Assigned task: Return the lines below that contain "Colormaps".
[[ Record excerpts, beginning ]]
PR #3922, opened 2024-06-09
Forcing range for clipping of heatmap visualization

### LINKED ISSUE #3862: SP5 Heatmap: How to calculate Heatmap not from 0, but from the minimum data value
**Question:** How to calculate Heatmap not from 0, but from the minimum data value?
The problem is that the values that come to me may not be distributed from 0, but, for example, in the interval between 80-100% (where 100% is the maximum data value). I also use a Colorbar based on this Heatmap, which would also be a good idea to start with a minimum value so as not to confuse the end user. How to do it?
Next, I will provide screenshots of graphs (two different sets of values) from Excel with my data distribution (for ease of perception, I built a graph reflecting what percentage the number is of the maximum) and with those obtained after the Heatmap + ColorBar pair.
**_Incorrect:_**
image

image
Please ignore the green bar under the "red graph", this is a piece of my form on which I place the Heatmap and ColorBar

**_Correct:_**
image
image

sdpenner:
Added ForcedRange and UseForcedRange properties to heatmap and lazy initialization of the range calculation, so the range is not calculated each time update() is called. Closes #3862

```cs
        double[,] intensityMap = SampleData.MonaLisa();

        ScottPlot.Range forcedRange = new(50, 150);
        var map = WpfPlot1.Plot.Add.Heatmap(intensityMap, forcedRange);
        map.Colormap = new ScottPlot.Colormaps.Turbo();
        WpfPlot1.Plot.Add.ColorBar(map);
```

mona_clipped


src/ScottPlot5/ScottPlot5 Sandbox/Sandbox.WPF/MainWindow.xaml.cs
```diff
@@ -8,7 +9,14 @@ public partial class MainWindow : Window
     public MainWindow()
     {
         InitializeComponent();
-        WpfPlot1.Plot.Add.Signal(Generate.Sin());
-        WpfPlot1.Plot.Add.Signal(Generate.Cos());
+        //WpfPlot1.Plot.Add.Signal(Generate.Sin());
```
bclehmann, line 12: I assume this was just for testing, but I think this file should be returned to its original state

src/ScottPlot5/ScottPlot5/Plottables/Heatmap.cs
```diff
@@ -258,7 +269,23 @@ public double GetValue(Coordinates coordinates)
...
+        {
+            // Needs update.  Get the range from intensities.
+            return Range.GetRange(Intensities); 
+        }
+        return IntensityRange;
+    }
+
+    public Range IntensityRange { get; private set; }
+    public Range ForcedRange { get; set; }
+    public bool UseForcedRange { get; set; }
```
bclehmann, line 288: I don't know if I like having a `UseForcedRange` in addition to `ForcedRange`. A user who has logic to switch the range around on the same heatmap (this is common in image processing, it's essentially a form of contrast-adjustment) will have to maintain two values that do essentially the same thing. This is especially fiddly if they're loading saved presets, which does happen a lot if they're dealing with the same kind of images which is pretty common for scientific heatmaps. This is actually how the TSA uses their X-rays, they have a bunch of preset ranges that show specific contraband better on their screens.

You could imagine how a user might set `ForcedRange` but not `UseForcedRange`, which will have no effect. Or, they could set `UseForcedRange` but not `ForcedRange`, which I believe will result in a range of [0,0], which will give a useless heatmap (if it doesn't crash from divide by zero, I haven't checked). This may sound pedantic, but I think we can eliminate this possibility by using a `Range? ForcedRange`. If it's null, it's disabled, if it's non-null, it's enabled. It becomes impossible to enable it without setting a range, and impossible to set a range without enabling it.

src/ScottPlot5/ScottPlot5/Plottables/Heatmap.cs
```diff
@@ -258,7 +269,23 @@ public double GetValue(Coordinates coordinates)
...
     public IEnumerable<LegendItem> LegendItems => Enumerable.Empty<LegendItem>();
 
-    public Range GetRange() => Range.GetRange(Intensities);
+    public Range GetRange()
+    {
+        if (UseForcedRange)
+        {
+            return ForcedRange;
+        }
+        if (IntensityRange == default(Range))
```
bclehmann, line 278: This check doesn't catch if the heatmap has had its intensities changed through an `Update` call. It will only catch if a range has never been set (i.e. on first render).

bclehmann: Worth noting that `GetRange` is only called in this class when an `Update` is requested and we need to invalidate the cached bitmap. So it's only the consumers outside of this class that would benefit, and I think the only one that would include is `ColorBar`, which provides colour axes.

If you're interested, `ColorBar` probably has some room for performance improvements since it doesn't currently even cache its image (which depends only on its colour map), nor its axis, which depends only on its range and configured edge. I imagine that caching the bitmap in particular would have bigger gains just because creating it involves some not insubstantial heap allocations. Including a pinned heap allocation at that, which I think the garbage collector doesn't like as much.

bclehmann (commented):
Thanks for this. Just one thing about your cached range and the rest is stylistic.

src/ScottPlot5/ScottPlot5/Plottables/Heatmap.cs
swharden: > but I think we can eliminate this possibility by using a `Range? ForcedRange`

I'll make this change now and push to this PR 👍

src/ScottPlot5/ScottPlot5 Sandbox/Sandbox.WPF/MainWindow.xaml.cs
swharden: I'll revert this and move this demo code into a cookbook recipe 👍

src/ScottPlot5/ScottPlot5/Plottables/Heatmap.cs
swharden: I made `ManualRange` nullable and have it automatically call `Update()` in the setter. I think this avoids the concerns mentioned above...

swharden:
I simplified this PR a good amount and will merge it in now. I think the intended functionality remains, but refinements are welcome in subsequent PRs if the behavior can still be improved.

Thanks @sdpenner for this PR and @bclehmann for your feedback along the way!

```cs

// sample data values range from 0-255
double[,] data = SampleData.MonaLisa();

// add a heatmap and colorbar to the plot
var hm = myPlot.Add.Heatmap(data);
hm.Colormap = new ScottPlot.Colormaps.Turbo();
myPlot.Add.ColorBar(hm);

// force the colormap to span a manual range of values
hm.ManualRange = new(50, 150);

myPlot.SavePng("demo.png", 400, 300);
```

image

sdpenner:
This is all good fellas.  Thanks for the feedback and simplifications.  I didn't notice a lot of nullable types in the code so I used the property but I agree using the nullable range is more elegant.  Also, creating the range during construction makes sense as the intensity array is not settable...That being said, it may make sense to make the array settable in the future as this better aligns with MVVM setting of the heatmap image.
[[ Record excerpts, end ]]
Response box:
        map.Colormap = new ScottPlot.Colormaps.Turbo();
hm.Colormap = new ScottPlot.Colormaps.Turbo();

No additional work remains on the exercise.